Theoretically, the reliance on third-party AR/VR technologies means other EUC vendor-based solutions are possible, but Ben is focusing on VMware based stacks. I asked him why and he told me that the maturity of the vSphere hypervisor compared to others and features such as USB passthrough support are currently enabling Ben to obtain latency optimizations he simply hasn’t been able to achieve with competing hypervisors.

Additionally, the Workspace One integration and application work of the Spatial Computing group, with dedicated staff to these technologies, seems to be facilitating and enabling use cases and allowing companies like Ben’s to collaborate and get technology developments onto VMware’s roadmap.

What is also giving VMware increasing credibility in delivering AR/VR is their continued, consistent, long-term investment and focus in not just IoT but also technologies to roll out at scale and manage IoT infrastructure (we touched on this when looking at their Kubernetes efforts). At the moment, VMware does seem to have an extremely strong lead in the race for cloud AR/VR.

So, can you connect a headset to the cloud today and do remote AR/VR?

No, at the moment this is very much an on-premises use case. Ben did mention one with significant advantages, though, for repurposing hardware. A traditional headset to workstation setup has a lot of challenges, particularly when managing multiple users. A design or VFX shop may well need to have every developer and artist using the same rig and, as such, upgrading becomes very difficult. AR/VR applications also vary hugely in their graphical demands.
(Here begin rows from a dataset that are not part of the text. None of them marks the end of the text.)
PR #324, opened 2015-10-13
Watersmart 560

mamcderm-usgs:
@mbucknell - This seems to be working ok, but still considering ways to make the code more efficient.  Appreciate any suggestions.


nwc/src/main/webapp/js/view/WaterBudgetHucDataView.js
```diff
@@ -59,7 +59,60 @@ NWC.view.WaterBudgetHucDataView = NWC.view.BaseView.extend({
...
+			this.hucInsetMapView.hucFeatureLoadedPromise.done(function() {
+				self.plotView = new NWC.view.WaterbudgetPlotView({
+					accumulated : true,
+					hucId : self.hucId,
+					gageId : self.gageId,
+					el : self.$('#huc-plotview-div'),
+					model : self.hucPlotModel
+				});
+
+				/*	create the compare hucInsetmap view after the plot data has been retrieved
```
mbucknell: Can we have two distinct properties for watershedAcres in the WaterBudgetHucPlotModel? It really should be two so that we know what each represents. Also that way you don't have to wait to create the compareHucInsetMapView.

nwc/src/main/webapp/js/view/WaterBudgetMapView.js
```diff
@@ -23,11 +23,16 @@ NWC.view.WaterBudgetMapView = NWC.view.BaseSelectMapView.extend({
 	 * @constructs
 	 * @param {Object} options
 	 *	@prop {String} mapDiv
+	 *  @prop {Boolean} accumulated - true indicates accumulated, which indicates an
```
mbucknell: Fix indentation

nwc/src/test/javascript/specs/WaterBudgetHucDataView_spec.js
```diff
@@ -239,12 +242,55 @@ describe('Tests for NWC.WaterBudgetHucDataView', function() {
...
 			expect($compareHucsButton.prop('disabled')).toBe(true);
 			hucFeatureLoadedDeferred.resolve();
+			hucDataLoadedDeferred.resolve();
 			expect($countiesButton.prop('disabled')).toBe(true);
 			expect($accumulatedButton.prop('disabled')).toBe(true);
 			expect($compareHucsButton.prop('disabled')).toBe(false);
 		});
 	});
 
+	describe('Tests for view created with a compareHucId and accumulated watershed', function() {
```
mbucknell: Great tests!

mbucknell:
@mamcderm-usgs, probably should make another two properties for the watershedAcres. Otherwise, it looks good to go.

nwc/src/main/webapp/js/view/WaterBudgetHucDataView.js
mamcderm-usgs: I had thought about doing this but just wasn't sure.  It seems like I will need to make the HucInsetMap view "compare aware", I guess by passing it a flag then using that flag to set the appropriate watershedAcres model variable.  Is that what you were thinking or is there a simpler way to do this that I'm not seeing?

mbucknell: You'll have to make it "compare aware" in some fashion. Passing in a flag is probably simpliest.

PR #335, opened 2015-10-20
switch back to dev mode

dblodgett-usgs:


nwc/src/main/webapp/js/model/Config.js
```diff
@@ -184,7 +184,7 @@ NWC.model = NWC.model || {};
 
 			return {
 				featureToggles : {
-					enableAccumulatedWaterBudget : false
```
thongsav-usgs: May want to load this from a JNDI property from the webservice so you don't have to rebuild/deploy for a toggle.

dblodgett-usgs:
I don't disagree... but this is supposed to be a temporary toggle. Hopefully we won't have to switch it again.

PR #339, opened 2015-10-30
IE11 meta tag and prepare to re-release

dblodgett-usgs:
@mbucknell I verified that this shows up in the page that loads initially, is this what you would expect?


mbucknell:
Yes ... it's in the correct place.

PR #341, opened 2015-11-20
changes so we only show gages that have a drainage area within 85% of…

dblodgett-usgs:
… the huc area


nwc/src/main/webapp/js/view/WaterBudgetMapView.js
```diff
@@ -54,10 +54,10 @@ NWC.view.WaterBudgetMapView = NWC.view.BaseSelectMapView.extend({
 			CONFIG.endpoint.geoserver + 'NWC/wms',
 			{
 				LAYERS: gageConfig.namespace + ':' + gageConfig.layerName,
-				STYLES: 'blue_circle',
+				STYLES: 'gagesii_hucComp',
 				format: 'image/png',
 				transparent: true,
-				tiled: true
+				tiled: false
```
dblodgett-usgs: I don't know why, but if I used tiled true, the style would work.

PR #343, opened 2016-03-21
Watersmart 585

mbucknell:
When showing huc12s we are now always showing both the accumulated and local watersheds on both the local and accumulated pages. They are styled differently depending on what kind of page is shown. Added a legend to distinguish the two polygons and added additional information.

This does not complete the ticket, but the rest of the changes are related to layout.

### DIFF
--- a/nwc/src/main/webapp/js/view/HucInsetMapView.js
+++ b/nwc/src/main/webapp/js/view/HucInsetMapView.js
@@ -35,7 +35,8 @@ NWC.view = NWC.view || {};
 
 			this.context = {
 				hucId : hucId,
-				gageId : gageId
+				gageId : gageId,
+				isHuc12 : hucId.length === 12
 			};
 
 			var hucLoadedDeferred = $.Deferred();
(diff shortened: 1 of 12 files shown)


nwc/src/main/webapp/js/view/HucInsetMapView.js
```diff
@@ -7,16 +7,23 @@ NWC.view = NWC.view || {};
...
+		strokeOpacity : 1,
+		fill: false
+	};
+
+
 	NWC.view.HucInsetMapView = NWC.view.BaseView.extend({
 
 		templateName : 'hucInsetMap',
 
-		// This  is resolved once the huc feature layer has been loaded and the hucLayer property
```
mbucknell: These should not be defined at this level. When this package is instantiated a second time, those promises will already be defined. Also, now making a single promise visible on the view's object which is resolved when all layers have been retrieved.

nwc/src/main/webapp/js/view/WaterBudgetHucDataView.js
```diff
@@ -1,278 +1,217 @@
-/*jslint browser: true*/
```
mbucknell: Refactored the initialize for this module. Not sure why git is marking all lines as changed.

nwc/src/test/javascript/specs/WaterBudgetHucDataView_spec.js
```diff
@@ -1,361 +1,395 @@
-/*jslint browser: true */
```
mbucknell: Not sure why git thinks this changed. Most of the test have not been changed. I had to move the spy for HucInsetMapView within the describe for each suite of tests. For the compare, since there are two instantiations of HucInsetMapView, I had to mock the featureLoadedPromise differently.

mbucknell:
The layout adjustments have been made. I believe I have implemented all of the changes in the ticket.

mamcderm-usgs:
Thanks for the comments :+1:

PR #789, opened 2023-06-23
786 add readonly flag to lock dataflow settings

keevan:
- style: phpcs fixes
- feat: add readonly flag to lock dataflow settings
- feat: add readonly checks to all the forms

### DIFF
--- a/classes/admin/admin_setting_configcheckbox.php
+++ b/classes/admin/admin_setting_configcheckbox.php
@@ -16,31 +16,17 @@
 
 namespace tool_dataflows\admin;
 
-use Symfony\Component\Yaml\Yaml;
+use tool_dataflows\helper;
+use tool_dataflows\admin\readonly_trait;
 
 /**
- * A setting textarea for YAML format values.
+ * A custom setting for the permitted directories that a dataflow can interact with.
  *
  * @package   tool_dataflows
- * @author    Jason den Dulk <jasondendulk@catalyst-au.net>
- * @copyright 2022, Catalyst IT
+ * @author    Kevin Pham <kevinpham@catalyst-au.net>
+ * @copyright Catalyst IT, 2023
  * @license   http://www.gnu.org/copyleft/gpl.html GNU GPL v3 or later
  */
-class admin_setting_yaml extends \admin_setting_configtextarea {
+class admin_setting_configcheckbox extends \admin_setting_configcheckbox {
     use readonly_trait;
-
-    /**
-     * Validate the setting data as a YAML config block.
-     *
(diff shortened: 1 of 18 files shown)


classes/admin/admin_setting_configcheckbox.php
```diff
@@ -0,0 +1,32 @@
...
+// but WITHOUT ANY WARRANTY; without even the implied warranty of
+// MERCHANTABILITY or FITNESS FOR A PARTICULAR PURPOSE.  See the
+// GNU General Public License for more details.
+//
+// You should have received a copy of the GNU General Public License
+// along with Moodle.  If not, see <http://www.gnu.org/licenses/>.
+
+namespace tool_dataflows\admin;
+
+use tool_dataflows\helper;
```
Peterburnett, line 19: Is the helper use required?

classes/form/dataflow_form.php
```diff
@@ -16,8 +16,10 @@
 
 namespace tool_dataflows\form;
 
+use moodle_exception;
```
Peterburnett, line 19: can we prepend the \ and remove the use? Not sure if that is still the recommended coding style

classes/form/import_form.php
```diff
@@ -14,7 +14,10 @@
 // You should have received a copy of the GNU General Public License
 // along with Moodle.  If not, see <http://www.gnu.org/licenses/>.
 
-namespace tool_dataflows;
+namespace tool_dataflows\form;
+
+use moodle_exception;
```
Peterburnett, line 19: same here

classes/admin/admin_setting_configcheckbox.php
keevan: Good pickup. Will remove.

classes/form/dataflow_form.php
keevan: Per the coding style example, a similar call is made to moodle_url where it had been included via `use XXX`. Since that was categorised as good usage, I'm leaning towards this staying.

https://moodledev.io/general/development/policies/codingstyle#further-notes

We've agreed in internal chat, and I'll resolve this point. Thanks for pointing it out.

classes/form/import_form.php
keevan: Similar to the previous point:

Ref: https://moodledev.io/general/development/policies/codingstyle#further-notes

keevan:
Added to view, edit, step (form), manage pages. Please let me know if I missed anything.

Thanks!

Peterburnett (approved):

PR #791, opened 2023-06-27
feat: add webservice trigger

### LINKED ISSUE #790: Webservice trigger step
Similar to https://github.com/catalyst/moodle-tool_dataflows/issues/92, but this will expect and confirm to Moodle's service api.

keevan:
Currently adds the dataflow to the adhoc task queue, and does not process it in place. This is typically the recommended default for api calls.

Closes #790

### DIFF
--- a/classes/external/trigger_dataflow.php
+++ b/classes/external/trigger_dataflow.php
@@ -20,6 +20,7 @@ use external_function_parameters;
 use external_single_structure;
 use external_value;
 use tool_dataflows\dataflow;
+use tool_dataflows\local\step\trigger_webservice;
 use tool_dataflows\task\process_dataflow_ad_hoc;
 
 /**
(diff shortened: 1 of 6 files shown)


db/services.php
```diff
@@ -0,0 +1,46 @@
...
+        'description' => 'Triggers a dataflow.',
+
+        // Options include read, and write.
+        'type'        => 'write',
+
+        // Whether the service is available for use in AJAX calls from the web.
+        'ajax'        => false,
+
+        // An optional list of services where the function will be included.
+        'services' => []
```
Peterburnett, line 44: lets make a default service here that only includes the trigger function, that way we can generate a token specifically for this just a bit easier.

classes/external/trigger_dataflow.php
```diff
@@ -0,0 +1,77 @@
...
+     *
+     * Currently it only supports asynchronous execution.
+     *
+     * @param array $dataflow array of dataflow run information.
+     * @return array of newly created groups
+     */
+    public static function execute($dataflow) {
+        $params = self::validate_parameters(self::execute_parameters(), ['dataflow' => $dataflow]);
+
+        $dataflow = new dataflow($params['dataflow']['id']);
```
Peterburnett, line 68: my gut feel here is that while we dont need a trigger specifically for it, I still want to have one I think. I like the idea that you can't execute an arbitrary dataflow, ONLY ones that opt into it via a webservice trigger. So basically, if step 0 isnt a webservice trigger, just throw a warning and do nothing.

keevan:
Example webservice call against 2 dataflows
id: 2 has a webservice trigger step, id: 1 does not and returns the error as shown below
image

When a WS to trigger a dataflow is called, but it is invalid, it will throw an exception (and return the relevant response), instead of the suggested warn and do nothing approach.

I also added a services array based on search elastic, and filled in the optional service array as per the docs here: https://moodledev.io/docs/apis/subsystems/external/writing-a-service#declare-the-web-service-function

Peterburnett (approved):

PR #795, opened 2023-06-30
fix: set default delimeter when delimeter value is not truthy

### LINKED ISSUE #794: CSV reader - delimiter must be a character
`Warning:  fgetcsv(): delimiter must be a character in /var/www/client/admin/tool/dataflows/classes/local/step/reader_csv.php on line 85`

For some reason, it's not defaulting to a comma `,` though the placeholder suggests that's the value if nothing is set. If it doesn't default, it should be a validation error, if it does default, then it should not show this warning.

keevan:
This fixes the warning when no delimeter is set, and it's unlikely that the delimeter is intentionally an empty value.

Closes #794

### DIFF
--- a/classes/local/step/reader_csv.php
+++ b/classes/local/step/reader_csv.php
@@ -62,6 +62,7 @@ class reader_csv extends reader_step {
         $maxlinelength = 1000;
         $config = $this->get_variables()->get('config');
         $strheaders = $config->headers;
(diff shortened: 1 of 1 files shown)


keevan:
Just fixed up CI issue with `self` method call

Peterburnett (approved):

PR #798, opened 2023-07-03
[#797] fix: sql flow step to switch cases in case insensitive manner

### LINKED ISSUE #797: SQL flow step match not working for different cases
https://github.com/catalyst/moodle-tool_dataflows/blob/09b7d2f8c0c2b307febf97251fa5b96e5b8e4933/classes/local/step/flow_sql.php#L81-L88

Here the check is case insensitive but the switch-case statement assumes a particular case (upper), this is causing dropped results from SQL queries which do not have the proper casing.

keevan:
Closes #797

### DIFF
--- a/classes/local/step/flow_sql.php
+++ b/classes/local/step/flow_sql.php
@@ -85,7 +85,7 @@ class flow_sql extends flow_step {
         // Matches[0] contains the match. Fallthrough to default on no match.
         $token = $matches[0] ?? '';
 
-        switch($token) {
+        switch(strtoupper($token)) {
             case 'SELECT':
                 // Execute the query using get_records instead of get_record.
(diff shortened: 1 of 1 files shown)


classes/local/step/flow_sql.php
```diff
@@ -85,7 +85,7 @@ public function execute($input = null) {
         // Matches[0] contains the match. Fallthrough to default on no match.
         $token = $matches[0] ?? '';
 
-        switch($token) {
+        switch(strtoupper($token)) {
```
keevan, line 88: Potentially could transform the case to upper in a prior line. Might be cleaner to read. Let me know anyways :)

Peterburnett (approved):

PR #803, opened 2023-07-05
796 fix moodle 42 fatal with core external lib changes

keevan:
- no longer using externallib.php
- fix: add backwards compatibility layer for external_lib usage under Moodle 4.2


version.php
```diff
@@ -25,8 +25,8 @@
 
 defined('MOODLE_INTERNAL') || die();
 
-$plugin->version = 2023063000;
-$plugin->release = 2023063000;
+$plugin->version = 2023070500;
+$plugin->release = 2023070500;
 $plugin->requires = 2017051500;    // Our lowest supported Moodle (3.3.0).
 $plugin->supported = [35, 401];    // Available as of Moodle 3.9.0 or later.
```
brendanheywood, line 31: bump this to 402

Peterburnett:
image
 
 Just a small CI blocker then this should be good

PR #806, opened 2023-07-14
feat: SFTP directory file list steps 

keevan:
- feat: sftp directory list connector step
- feat: reader step for SFTP directory listing

Preview of what the settings look like:

image

### DIFF
--- a/classes/local/step/directory_file_list_trait.php
+++ b/classes/local/step/directory_file_list_trait.php
@@ -16,7 +16,6 @@
 
 namespace tool_dataflows\local\step;
 
-use MoodleQuickForm;
 use tool_dataflows\helper;
 
 /**
@@ -171,19 +170,21 @@ trait directory_file_list_trait {
     /**
      * Apply various constraints/transforms to the list of files
      *
-     * @param  array<string> $filelist
-     * @param  mixed         $returnvalue
-     * @param  mixed         $offset
-     * @param  mixed         $limit
+     * @param  array         $filelist
+     * @param  string        $returnvalue
+     * @param  string        $sort
+     * @param  int           $offset
+     * @param  int           $limit
      * @param  bool          $includedir
-     * @param  string        $path
+     * @param  string        $basepath
+     * @param  string        $pattern
      * @return array Will return true or an array of errors.
      */
     public function apply_list_constraints(
         array $filelist,
-        $returnvalue,
+        string $returnvalue,
         string $sort,
-        $offset,
+        int $offset,
         ?int $limit,
         bool $includedir,
         string $basepath,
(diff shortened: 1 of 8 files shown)


classes/local/step/directory_file_list_trait.php
```diff
@@ -195,4 +166,86 @@ public function validate_for_run() {
...
+     * @param  string        $returnvalue
+     * @param  string        $sort
+     * @param  int           $offset
+     * @param  int           $limit
+     * @param  bool          $includedir
+     * @param  string        $basepath
+     * @param  string        $pattern
+     * @return array Will return true or an array of errors.
+     */
+    public function apply_list_constraints(
```
Peterburnett, line 183: This feels like it should probably be 3 functions (filter, path transform, sort), but this is still a good step to cleaning up the complexity of the execute function

keevan: I agree. I think it should probably be pulled out when the steps that use this trait want to apply different logic, e.g. to how it sorts, or how it transforms the path.

I'm a bit cautious of making this into an issue if it doesn't apply anywhere else just yet. Do you have an example of where this might prove to be useful? I'm not sure if it's worth adding 3x function calls to every step that uses this trait at the moment.

Peterburnett: No this is fine. Just something that popped into my mind, but this is perfectly sufficient.

Peterburnett (approved):

classes/local/step/reader_sftp_directory_file_list.php
```diff
@@ -0,0 +1,54 @@
...
+// MERCHANTABILITY or FITNESS FOR A PARTICULAR PURPOSE.  See the
+// GNU General Public License for more details.
+//
+// You should have received a copy of the GNU General Public License
+// along with Moodle.  If not, see <http://www.gnu.org/licenses/>.
+
+namespace tool_dataflows\local\step;
+
+use tool_dataflows\local\execution\iterators\iterator;
+use tool_dataflows\local\execution\iterators\dataflow_iterator;
```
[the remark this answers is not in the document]
keevan: https://moodledev.io/general/development/policies/codingstyle#further-notes

> Each use statement must be on its own line.

:-)

classes/local/step/sftp_directory_file_list_trait.php
```diff
@@ -0,0 +1,128 @@
...
+ *
+ * @package   tool_dataflows
+ * @author    Kevin Pham <kevinpham@catalyst-au.net>
+ * @copyright Catalyst IT, 2023
+ * @license   http://www.gnu.org/copyleft/gpl.html GNU GPL v3 or later
+ */
+trait sftp_directory_file_list_trait {
+    // Utilises the functionality in both traits for a combined step.
+    use sftp_trait {
+        sftp_trait::form_define_fields as sftp_form_define_fields;
```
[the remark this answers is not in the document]
keevan: haha, this would be a nightmare if the aliases were split out classic style.

PR #808, opened 2023-07-14
feat: config to overwrite headers for csv reader

### LINKED ISSUE #807: CSV headers needs the ability to overwrite the headers
The current behaviour is to add a headers row before the main data, which works if the file is set up that way. 

But if the columns are fixed, we can reduce a potential mapping step and replace the would-be fields to a fixed list of headers. In particular this is to resolve the limitation of referencing fields with spaces and symbols which normally couldn't be referenced through the expression language syntax, such as `field.with.dot`, `Field Name With Spaces`, etc.

Potentially other odd edge cases as well, which this would resolve.

keevan:
Resolves #807

image
This is what it looks like.

Added a test to ensure it works as expected.

### DIFF
--- a/classes/local/step/reader_csv.php
+++ b/classes/local/step/reader_csv.php
@@ -42,6 +42,7 @@ class reader_csv extends reader_step {
         return [
             'path' => ['type' => PARAM_TEXT, 'required' => true],
             'headers' => ['type' => PARAM_TEXT],
+            'overwriteheaders' => ['type' => PARAM_BOOL],
             'delimiter' => ['type' => PARAM_TEXT],
         ];
     }
@@ -62,6 +63,7 @@ class reader_csv extends reader_step {
         $maxlinelength = 1000;
         $config = $this->get_variables()->get('config');
         $strheaders = $config->headers;
+        $overwriteheaders = !empty($config->overwriteheaders);
         $delimiter = $config->delimiter ?: self::DEFAULT_DELIMETER;
         $path = $this->enginestep->engine->resolve_path($config->path);
 
@@ -71,7 +73,7 @@ class reader_csv extends reader_step {
 
         try {
             // Prepare and resolve headers.
-            if (empty($strheaders)) {
+            if (empty($config->headers)) {
                 $strheaders = fgets($handle);
             }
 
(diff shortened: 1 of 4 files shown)


classes/local/step/reader_csv.php
```diff
@@ -81,6 +83,12 @@ public function csv_contents_generator() {
                 return;
             }
 
+            // Used the configured headers in place of the first row if overwriteheaders is true.
```
Peterburnett, line 86: Will this lose data if there arent headers configured in the file?

tests/tool_dataflows_reader_csv_test.php
```diff
@@ -159,12 +162,60 @@ public function test_bad_input_stream() {
...
+        $reader->config = Yaml::dump([
+            'path' => $this->inputpath,
+            'headers' => implode(',', $headers),
+            'overwriteheaders' => '1',
+            'delimiter' => ',',
+        ]);
+
+        // Create test input file.
+        $data = [
+            ['apple', 'berry', 'cucumber'],
```
Peterburnett, line 182: can we also just add a test for a file with no headers, but override headers set

Peterburnett: ignore, CSV is untyped, this isnt easy to do

classes/local/step/reader_csv.php
Peterburnett: Probably, but this is fine. ignore comment

classes/local/step/reader_csv.php
```diff
@@ -42,6 +42,7 @@ public static function form_define_fields(): array {
         return [
             'path' => ['type' => PARAM_TEXT, 'required' => true],
             'headers' => ['type' => PARAM_TEXT],
+            'overwriteheaders' => ['type' => PARAM_TEXT],
```
Peterburnett, line 45: This is a checkbox, should it be PARAM_BOOL?

classes/local/step/reader_csv.php
```diff
@@ -62,6 +63,7 @@ public function csv_contents_generator() {
         $maxlinelength = 1000;
         $config = $this->get_variables()->get('config');
         $strheaders = $config->headers;
+        $overwriteheaders = !empty($config->overwriteheaders);
```
Peterburnett, line 66: If swapped to PARAM bool, can we just treat that as a bool? rather than empty()

keevan: The field might not exist yet. This just supports both and every other scenario.

Peterburnett (approved):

So the use cases Ben is working on often follow a model virtualizing the hardware and providing a standardized VM with appropriate numbers of vGPUs and other resources, often using NVIDIA RTX6000/8000 hardware.

Ben, then, raised a particularly interesting point: Cloud providers such as Amazon AWS, Microsoft Azure, and Google GCP for streaming services such as Netflix or Apple TV don’t have control over the final pipe, the network to the end user. In a use case where end-to-end latency is vital, this final connection can be the challenge. Telcos (those telecommunication infrastructure companies), however, do own and monetize that vital piece of networking stack, they make their money out of providing fiber, cable, broadband, and data usage across it.

With Telcos best placed to optimize for AR/VR workloads, this raises the serious possibility that some may choose to get into the graphics delivery business beyond networking infrastructure, particularly as there’s a lucrative mass-market gaming use case possibility; so, for VMware there may well be a large market beyond traditional enterprise business.

Final thoughts

With the online NVIDIA GTC conference on the horizon, we’ll be watching out for any developments in this area closely. If you want to keep an eye on this area, both Ben (@MrGRID_) and VMware’s @ProjectVXR team’s Twitter handles may post some very interesting information in the not-too-distant future. Ben’s new company The GRID Factory is HQ’d in London, UK and if you do get a chance to grill him, I suggest asking him to explain why although people describe “streaming” VR it really isn’t streaming.